WHAT TO WORK ON
Two lines below mark the span: the one containing "kdmurray91: OK, I'll make a PR" and the one containing "kdmurray91: See PR #1173". Set down both, plus every line between, exactly as they stand, and nothing else.

MATERIAL FOR THIS TASK
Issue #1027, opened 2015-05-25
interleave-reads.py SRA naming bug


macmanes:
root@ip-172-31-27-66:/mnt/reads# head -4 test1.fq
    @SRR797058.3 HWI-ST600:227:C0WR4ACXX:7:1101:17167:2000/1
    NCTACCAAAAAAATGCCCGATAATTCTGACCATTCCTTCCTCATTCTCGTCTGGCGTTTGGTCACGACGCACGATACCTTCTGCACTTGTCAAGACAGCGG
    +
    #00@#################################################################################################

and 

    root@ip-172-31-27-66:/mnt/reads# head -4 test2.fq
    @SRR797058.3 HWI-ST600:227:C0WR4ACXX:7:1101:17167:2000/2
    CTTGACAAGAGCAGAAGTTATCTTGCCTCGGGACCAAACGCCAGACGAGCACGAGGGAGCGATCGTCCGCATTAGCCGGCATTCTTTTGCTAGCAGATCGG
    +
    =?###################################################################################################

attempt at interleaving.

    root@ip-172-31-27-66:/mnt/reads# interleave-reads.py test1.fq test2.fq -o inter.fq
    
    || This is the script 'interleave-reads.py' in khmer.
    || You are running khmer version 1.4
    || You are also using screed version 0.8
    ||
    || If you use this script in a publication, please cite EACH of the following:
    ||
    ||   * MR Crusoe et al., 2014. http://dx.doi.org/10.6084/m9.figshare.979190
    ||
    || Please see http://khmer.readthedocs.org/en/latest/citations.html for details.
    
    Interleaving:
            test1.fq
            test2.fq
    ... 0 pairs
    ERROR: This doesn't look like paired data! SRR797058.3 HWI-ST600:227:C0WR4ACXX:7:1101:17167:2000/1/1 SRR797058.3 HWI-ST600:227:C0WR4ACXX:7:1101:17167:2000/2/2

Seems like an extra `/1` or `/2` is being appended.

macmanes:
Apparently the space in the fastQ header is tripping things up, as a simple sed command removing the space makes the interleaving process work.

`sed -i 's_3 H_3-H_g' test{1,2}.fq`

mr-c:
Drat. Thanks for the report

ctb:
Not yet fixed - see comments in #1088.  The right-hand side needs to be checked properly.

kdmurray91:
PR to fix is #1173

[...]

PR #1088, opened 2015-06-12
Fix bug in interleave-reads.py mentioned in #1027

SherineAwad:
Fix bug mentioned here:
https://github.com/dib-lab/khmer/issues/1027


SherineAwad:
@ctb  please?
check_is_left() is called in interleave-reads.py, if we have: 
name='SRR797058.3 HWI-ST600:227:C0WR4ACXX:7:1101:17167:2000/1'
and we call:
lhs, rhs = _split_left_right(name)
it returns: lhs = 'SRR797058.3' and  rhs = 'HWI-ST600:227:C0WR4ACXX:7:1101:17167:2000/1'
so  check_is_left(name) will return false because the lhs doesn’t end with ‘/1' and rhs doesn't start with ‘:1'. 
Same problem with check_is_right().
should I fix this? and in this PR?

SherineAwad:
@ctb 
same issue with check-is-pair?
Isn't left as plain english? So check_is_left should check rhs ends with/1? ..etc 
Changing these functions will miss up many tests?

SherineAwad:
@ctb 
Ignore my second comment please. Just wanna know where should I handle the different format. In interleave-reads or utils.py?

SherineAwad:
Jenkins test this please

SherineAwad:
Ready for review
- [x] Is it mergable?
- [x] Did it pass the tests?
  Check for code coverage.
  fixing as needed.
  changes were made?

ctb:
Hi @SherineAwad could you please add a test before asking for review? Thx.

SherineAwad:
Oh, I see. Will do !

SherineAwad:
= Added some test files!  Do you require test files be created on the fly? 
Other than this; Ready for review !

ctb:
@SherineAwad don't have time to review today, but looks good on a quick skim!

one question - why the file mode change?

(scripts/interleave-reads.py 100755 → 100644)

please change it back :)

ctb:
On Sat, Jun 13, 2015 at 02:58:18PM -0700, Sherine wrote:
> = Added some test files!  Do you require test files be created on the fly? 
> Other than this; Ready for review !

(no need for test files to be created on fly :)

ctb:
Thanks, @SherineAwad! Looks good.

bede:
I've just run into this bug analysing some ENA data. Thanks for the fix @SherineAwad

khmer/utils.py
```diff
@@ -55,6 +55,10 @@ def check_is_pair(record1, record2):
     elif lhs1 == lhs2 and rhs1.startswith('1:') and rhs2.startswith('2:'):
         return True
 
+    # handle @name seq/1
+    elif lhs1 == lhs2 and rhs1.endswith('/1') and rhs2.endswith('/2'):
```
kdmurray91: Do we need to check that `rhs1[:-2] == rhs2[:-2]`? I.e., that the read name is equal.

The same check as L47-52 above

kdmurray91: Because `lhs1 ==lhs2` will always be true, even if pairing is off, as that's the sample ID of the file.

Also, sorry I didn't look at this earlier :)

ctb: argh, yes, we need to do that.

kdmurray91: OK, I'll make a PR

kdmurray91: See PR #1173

...

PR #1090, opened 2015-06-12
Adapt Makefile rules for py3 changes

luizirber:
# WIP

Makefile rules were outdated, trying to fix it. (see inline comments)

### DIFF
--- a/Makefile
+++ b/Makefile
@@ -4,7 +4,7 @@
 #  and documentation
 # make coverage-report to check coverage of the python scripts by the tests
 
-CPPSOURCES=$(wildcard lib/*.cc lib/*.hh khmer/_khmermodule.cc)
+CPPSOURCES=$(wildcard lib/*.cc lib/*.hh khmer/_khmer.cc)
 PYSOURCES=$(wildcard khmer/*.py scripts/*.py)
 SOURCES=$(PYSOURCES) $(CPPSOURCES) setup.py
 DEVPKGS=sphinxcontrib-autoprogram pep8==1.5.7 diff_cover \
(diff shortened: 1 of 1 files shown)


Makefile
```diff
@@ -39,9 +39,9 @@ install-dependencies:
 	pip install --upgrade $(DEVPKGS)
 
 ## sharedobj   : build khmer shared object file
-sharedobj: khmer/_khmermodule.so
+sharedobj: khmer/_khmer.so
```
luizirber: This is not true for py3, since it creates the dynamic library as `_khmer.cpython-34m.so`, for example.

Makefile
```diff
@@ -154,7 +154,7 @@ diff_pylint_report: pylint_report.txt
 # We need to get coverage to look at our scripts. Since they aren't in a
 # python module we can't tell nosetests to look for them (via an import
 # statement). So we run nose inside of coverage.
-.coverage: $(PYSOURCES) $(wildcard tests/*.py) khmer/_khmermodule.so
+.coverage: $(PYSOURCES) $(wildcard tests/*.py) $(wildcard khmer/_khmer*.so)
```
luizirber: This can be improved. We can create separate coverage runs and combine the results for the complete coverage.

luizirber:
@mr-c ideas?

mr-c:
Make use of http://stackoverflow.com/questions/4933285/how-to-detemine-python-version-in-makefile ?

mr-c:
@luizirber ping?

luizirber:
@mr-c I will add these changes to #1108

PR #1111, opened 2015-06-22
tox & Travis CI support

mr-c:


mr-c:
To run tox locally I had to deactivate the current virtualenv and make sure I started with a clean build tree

--

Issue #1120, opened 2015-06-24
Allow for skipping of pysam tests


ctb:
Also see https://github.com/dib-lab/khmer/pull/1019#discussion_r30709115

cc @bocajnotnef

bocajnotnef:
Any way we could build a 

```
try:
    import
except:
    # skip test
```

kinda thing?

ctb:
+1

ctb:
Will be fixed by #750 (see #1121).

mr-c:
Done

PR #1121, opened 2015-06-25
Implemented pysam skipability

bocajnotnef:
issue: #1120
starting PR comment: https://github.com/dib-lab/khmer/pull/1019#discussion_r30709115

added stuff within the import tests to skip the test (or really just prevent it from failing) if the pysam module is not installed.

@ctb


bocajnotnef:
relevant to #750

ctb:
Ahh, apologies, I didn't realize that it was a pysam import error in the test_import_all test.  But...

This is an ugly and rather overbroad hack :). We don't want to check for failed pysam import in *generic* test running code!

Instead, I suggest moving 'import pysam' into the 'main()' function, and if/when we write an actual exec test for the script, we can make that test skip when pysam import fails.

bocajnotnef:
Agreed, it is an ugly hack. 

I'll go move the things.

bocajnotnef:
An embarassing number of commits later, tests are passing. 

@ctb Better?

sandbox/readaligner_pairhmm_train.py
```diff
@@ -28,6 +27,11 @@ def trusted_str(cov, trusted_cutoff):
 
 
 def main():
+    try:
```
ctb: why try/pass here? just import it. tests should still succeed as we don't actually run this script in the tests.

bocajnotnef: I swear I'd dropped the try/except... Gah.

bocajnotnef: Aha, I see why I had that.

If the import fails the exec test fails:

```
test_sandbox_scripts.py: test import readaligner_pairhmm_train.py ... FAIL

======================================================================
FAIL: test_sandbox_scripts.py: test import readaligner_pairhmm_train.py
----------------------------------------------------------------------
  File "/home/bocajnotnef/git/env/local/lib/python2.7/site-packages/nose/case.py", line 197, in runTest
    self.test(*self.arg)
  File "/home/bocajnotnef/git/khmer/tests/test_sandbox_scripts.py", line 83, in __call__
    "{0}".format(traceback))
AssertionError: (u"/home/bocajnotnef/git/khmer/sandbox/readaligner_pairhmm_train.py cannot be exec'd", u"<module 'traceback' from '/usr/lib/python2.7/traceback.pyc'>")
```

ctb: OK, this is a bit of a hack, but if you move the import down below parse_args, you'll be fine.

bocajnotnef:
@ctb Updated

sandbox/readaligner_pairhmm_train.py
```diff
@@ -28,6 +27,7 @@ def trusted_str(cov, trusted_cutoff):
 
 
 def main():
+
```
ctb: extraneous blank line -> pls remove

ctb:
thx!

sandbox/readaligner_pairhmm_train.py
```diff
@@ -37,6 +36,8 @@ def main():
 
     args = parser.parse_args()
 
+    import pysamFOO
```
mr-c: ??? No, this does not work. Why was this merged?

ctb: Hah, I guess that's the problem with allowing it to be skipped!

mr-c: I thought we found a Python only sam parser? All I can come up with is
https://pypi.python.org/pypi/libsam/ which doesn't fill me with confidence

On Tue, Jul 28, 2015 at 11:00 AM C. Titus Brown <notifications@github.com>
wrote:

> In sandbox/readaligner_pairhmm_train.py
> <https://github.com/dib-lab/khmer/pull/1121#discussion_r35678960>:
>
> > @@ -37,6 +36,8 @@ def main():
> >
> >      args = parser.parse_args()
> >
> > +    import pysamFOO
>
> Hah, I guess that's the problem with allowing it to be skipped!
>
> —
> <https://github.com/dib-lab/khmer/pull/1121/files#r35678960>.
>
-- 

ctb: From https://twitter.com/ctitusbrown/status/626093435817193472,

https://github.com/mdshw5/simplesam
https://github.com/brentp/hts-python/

OUTPUT OF THE EXERCISE
kdmurray91: OK, I'll make a PR

kdmurray91: See PR #1173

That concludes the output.